Hal itu menyebabkan Kastil Batavia dihancurkan dan meriam ini terbengkalai.
"Sampai akhirnya tahun 1936 ada lembaga Jawatan Purbakala Hindia-Belanda itu berupaya menyelamatkan meriam ini," papar Esti.
Setelah masa kemerdekaan, Meriam Si Jagur dipindah ke Museum Jakarta Lama (kini Museum Wayang).
Lalu, saat Museum Jakarta Lama diserahkan ke Pemerintah Provinsi (Pemprov) DKI Jakarta, nama museum diganti menjadi Museum Sejarah Jakarta.
"Akhirnya, meriam itu dipindah juga oleh Gubernur Ali Sadikin ke Taman Fatahillah di posisi yang sekarang ini," tutur dia.
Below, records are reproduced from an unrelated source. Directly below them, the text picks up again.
PR #158, opened 2017-04-25
Convert to templates and add some initial multi-architecture support

tianon:
For building on amd64, this should be 100% equivalent.  What this opens up is the possibility of building these as-is on other architectures (I've tested successfully on s390x by only modifying the `FROM` of `1.8/Dockerfile` and `1.8/alpine/Dockerfile`).


tianon:
"No `FROM` lines were harmed in the making of this PR."

PR #159, opened 2017-04-26
Fix cross-building (by setting GOOS, GOARCH, GO386, and GOARM to our bootstrap Go's values)

tianon:


tianon:
Oh shoot, I think I need to set the `GOHOST*` variants of these too ("`##### Building go_bootstrap for host, linux/amd64.`").

tianon:
For reference, here's the error message we get without this (given that it tries to build host tools for `linux/amd64` with a 32bit/`386` compiler):
```
cc1: sorry, unimplemented: 64-bit mode not compiled in
```

tianon:
Success (`FROM i386/alpine:3.5`):
```
+ export PATH=/usr/local/go/bin:/usr/local/sbin:/usr/local/bin:/usr/sbin:/usr/bin:/sbin:/bin
+ go version
go version go1.8.1 linux/386
 ---> b7b8398aaf95
Removing intermediate container 9e25de2d66d1
```

PR #165, opened 2017-06-14
Add go1.9beta1

tianon:
https://golang.org/dl/#go1.9beta1
https://tip.golang.org/doc/go1.9


yosifkit:
go 1.9 build successful!

PR #173, opened 2017-08-25
Fix typo in go-wrapper description

drornir:


tianon:
Nice catch!  Want to update all the other copies of this file in the repo as well?

drornir:
sure

PR #175, opened 2017-09-05
Add onbuild image for golang 1.9

djeikyb:


tianon:
This was left out intentionally given that `onbuild` image variants are officially deprecated.  See https://github.com/docker-library/official-images/issues/2076 and https://github.com/docker-library/docs/pull/911.

djeikyb:
@tianon oh okay. there's no mention of that in this project's readme, or https://hub.docker.com/_/golang/ . Because there was no mention of this, I thought the missing `onbuild` image was an oversight rather than intentional. There's no need to dredge up the decision to nix it, but in lieu of this PR, does it make sense to add documentation to https://hub.docker.com/_/golang/ ?

tianon:
Ah, it not being mentioned on https://hub.docker.com/_/golang/ is an accidental side-effect of the `golang:onbuild` tag going away -- normally, when an image has an `onbuild` tag, the contents of https://github.com/docker-library/docs/blob/6b6b3f34023ab90821453ed1e88e7e9165c6b0d1/.template-helpers/variant-onbuild.md get added automatically, which describes the deprecation.  I think we might just need to adjust the way we check variants in our docs scripts to properly pull that in even if we only have `1.8-onbuild`.  I'll take a stab at that and ping you on the resulting PR -- sound good? :pray: :innocent:

djeikyb:
Sounds great! Because the deprecation was above the scope of the golang docker images, I wasn't sure if it was even appropriate to document there. But after golang 1.9 was released I did wait a few days for the onbuild image..lol

PR #181, opened 2017-10-25
Ppc64 fixes

kolyshkin:
This includes two patches. First is required for both 1.8 and 1.9 for Alpine (without it, `go <cmd>` just segfaults). Second is needed for Go 1.9 and 1.9.1 on all distros.


tianon:
Nice, already applied upstream too! :+1: :heart:

PR #1659, opened 2025-05-28
# Fix for matmul_4bit out Parameter Issue

ved1beta:
fix: matmul_4bit out parameter handling for 1D and 2D tensors

- Fix incorrect handling of out parameter in matmul_4bit for 1D tensors
- Improve shape validation in gemv_4bit.out to handle 1D tensor cases
- Ensure proper tensor reshaping and memory handling in CUDA kernels
- Update conditional logic in matmul_4bit to consistently handle OUT parameter

This fixes GitHub issue #1235 where the out parameter was not working correctly
for matrix multiplication operations, particularly with 1D input tensors.

PR #1860, opened 2026-02-14
Fix matmul_4bit out parameter not writing to output tensor

### LINKED ISSUE #1235: out kwarg in matmul_4bit() is not working
### System Info

Linux 20.04

### Reproduction

output is defined as a tensor. The following works as expected:
`output = matmul_4bit(a, b)`

but the following does not, the elements in output are not changed. 
`matmul_4bit(a, b, out=output)`

### Expected behavior

`matmul_4bit(a, b, out=output)` is expected to have the output values set. It is a preferred way as it saves extra memory copy.

TimDettmers:
## Summary

Fixes #1235

The `out` kwarg in `matmul_4bit()` was accepted but silently ignored in the `MatMul4Bit.forward()` code path (2D+ inputs). Calling `matmul_4bit(a, b, out=output)` would return the correct result but never write it into the `output` tensor.

**Fix:** After computing the result via `torch.nn.functional.linear()`, copy it into `out` if provided. This is a 3-line change in `MatMul4Bit.forward()`.

**Note:** The 1D (gemv) path already handled `out` correctly via `F.gemv_4bit()`. Only the matrix multiplication path was broken.

**Related:** PR #1659 proposed a similar fix. This PR takes a simpler approach — no `resize_()` call (which could surprise callers expecting a fixed-size buffer), and no special-casing for 1D inputs in `matmul_4bit()` since the gemv path already works.

## Test plan

- [x] Added `test_matmul_4bit_out_parameter` covering both 2D (matmul) and 1D (gemv) paths
- [x] Tests pass for nf4/fp4, fp16/fp32, with and without bias, on CPU and CUDA
- [x] Verified `out` tensor contains correct values and returned tensor shares storage with `out`
- [ ] Full test suite (to be run separately)

### DIFF
--- a/bitsandbytes/autograd/_functions.py
+++ b/bitsandbytes/autograd/_functions.py
@@ -322,7 +322,12 @@ class MatMul4Bit(torch.autograd.Function):
             out.copy_(output)
             output = out
 
-        # 3. Save state
+        # 3. Write to out tensor if provided
+        if out is not None:
+            out.copy_(output)
+            output = out
+
+        # 4. Save state
         ctx.state = quant_state
         ctx.dtype_A, ctx.dtype_B, ctx.dtype_bias = A.dtype, B.dtype, None if bias is None else bias.dtype
 
--- a/tests/test_autograd.py
+++ b/tests/test_autograd.py
@@ -258,3 +258,45 @@ def test_matmul_4bit(
 
                 if req_grad[2]:
                     torch.testing.assert_close(gradBias1, gradBias2)
+
+
+@pytest.mark.parametrize("device", get_available_devices())
+@pytest.mark.parametrize("quant_type", ["nf4", "fp4"], ids=id_formatter("quant_type"))
+@pytest.mark.parametrize("dtype", [torch.float16, torch.float32], ids=describe_dtype)
+@pytest.mark.parametrize("has_bias", TRUE_FALSE, ids=id_formatter("has_bias"))
+def test_matmul_4bit_out_parameter(device, quant_type, dtype, has_bias):
+    """Test that matmul_4bit(A, B, out=output) writes the result into output (issue #1235)."""
+    M, K, N = 32, 64, 48
+
+    # Create weight matrix (K, N) and quantize — matmul_4bit computes A @ dequant(B)
+    W = torch.randn(K, N, device=device, dtype=dtype)
+    torch.nn.init.xavier_uniform_(W)
+    B_quant, quant_state = bnb.functional.quantize_4bit(W, quant_type=quant_type)
+
+    bias = None
+    if has_bias:
+        bias = torch.randn(N, device=device, dtype=dtype)
+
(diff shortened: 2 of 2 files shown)


TimDettmers (commented):
## PR Review: #1860 — Fix matmul_4bit out parameter not writing to output tensor

`[bug-fix]` `[test]` — Fixes #1235. The `out` kwarg in `matmul_4bit()` was accepted but silently ignored in the `MatMul4Bit.forward()` code path (2D+ inputs). The fix adds `out.copy_(output)` after computing the linear result, then reassigns `output = out` so the returned tensor is the caller's pre-allocated buffer. Clean, minimal, correct.

**No blocking issues.**

The fix follows the standard PyTorch `out` parameter convention: (1) copy the result into the provided tensor via `.copy_()`, (2) return that same tensor. The 1D gemv path already handled `out` correctly, so only the matrix multiplication path needed this fix.

The test covers both the 2D (matmul) and 1D (gemv) code paths, parametrized across nf4/fp4, fp16/fp32, with and without bias, and across available devices. It verifies both that the `out` tensor contains the correct values and that the returned tensor shares storage with `out` (via `data_ptr()` comparison).

**Cross-PR note:** PR #1659 (by ved1beta) targets the same issue with a more invasive approach: it adds `resize_()` on the `out` tensor (which could surprise callers expecting a fixed-size buffer), uncomments and re-enables type checks in `_gemv_4bit_impl`, and changes the 1D dispatch logic in `matmul_4bit()`. This PR's approach is strictly simpler — a 3-line change in `MatMul4Bit.forward()` with no behavioral changes to the gemv path (which already works). PR #1659 will conflict on `bitsandbytes/autograd/_functions.py` and should be closed or superseded once this merges.

- Security: Clear
- Downstream impact: LOW (bug fix makes behavior match documented API; no downstream project passes `out` to `matmul_4bit` — TGI and vLLM call it without `out`; vLLM comments reference #1235 as a known bug)
- Tests: Adequate (2D + 1D paths, nf4/fp4, fp16/fp32, bias/no-bias, CPU/CUDA)
- CI: All checks pass
- Performance: Negligible (`.copy_()` only runs when `out` is provided)
- Cross-PR conflicts: PR #1659 overlaps on `bitsandbytes/autograd/_functions.py` (same bug, different fix; recommend closing #1659 after this merges)
- Serialization: Not affected
- torch.compile: Not affected (no op registration changes)

matthewdouglas:
This makes sense, but the goal with issue #1235 was to save an extra memory copy. Since we're copying anyway I'm not sure we get the perf advantage that is being asked for, but at the very least the out kwarg API will behave as expected.

matthewdouglas:
The `out` parameter is now handled in `MatMul4Bit.forward()` as of #1949 (merged via the new `gemm_4bit` kernel PR). Specifically, lines 349-351 in `bitsandbytes/autograd/_functions.py` now do `out.copy_(output); output = out` when `out` is provided. This PR's fix is superseded — closing.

Selain itu, meriam ini juga telah ditetapkan sebagai benda jagat budaya melalui SK Gubernur Provinsi DKi Jakarta No 171 Tahun 2021.
Ada beberapa makna dari nama Meriam Si Jagur. Salah satunya, ada yang menyebut nama itu berasal dari pabrik pembuatnya.
“Pabrik pembuatnya yaitu St Jago de Barra. Jago de Barra menjadi Jagur,” ucap Esti.
Kemudian, ada versi lain yang menceritakan bahwa nama itu diambil dari bunyi yang ditimbulkan meriam ini saat ditembakkan.
“Lantaran bunyinya jegar-jegur saat ditembakkan,” celetuk dia.